**HOW TO COMPLETE THIS TASK**
The material below contains a line with "[MPS] fix large matmul test device" and a line with "(diff shortened: 1 of 1 files shown)". Copy exactly those two lines and all lines between them.

**RECORDS FOR THIS TASK**
§ §
PR #166271, opened 2025-10-26
[MPS] fix large matmul test device

Isalia20:
PR is self explanatory
Test was introduced by https://github.com/pytorch/pytorch/pull/143095 and was always running on CPU

### DIFF
--- a/test/test_mps.py
+++ b/test/test_mps.py
@@ -634,6 +634,7 @@ class MatmulTest(TestCaseMPS):
     def test_batched_matrix_x_broadcasted_matrix(self):
         self._helper((10, 3, 4), (4, 5))
 
+    @serialTest()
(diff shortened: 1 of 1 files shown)


kulinseth (approved):

test/test_mps.py
```diff
@@ -636,8 +636,8 @@ def test_batched_matrix_x_broadcasted_matrix(self):
 
     def test_large_matmul(self):
```
malfet, line 638:
```suggestion
    @serialTest()
    def test_large_matmul(self):
```

malfet (approved):

test/test_mps.py
Skylion007: Don't we have a big test pytest guard too?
§ §
**SOLUTION TO THE EXERCISE**
[MPS] fix large matmul test device

Isalia20:
PR is self explanatory
Test was introduced by https://github.com/pytorch/pytorch/pull/143095 and was always running on CPU

### DIFF
--- a/test/test_mps.py
+++ b/test/test_mps.py
@@ -634,6 +634,7 @@ class MatmulTest(TestCaseMPS):
     def test_batched_matrix_x_broadcasted_matrix(self):
         self._helper((10, 3, 4), (4, 5))
 
+    @serialTest()
(diff shortened: 1 of 1 files shown)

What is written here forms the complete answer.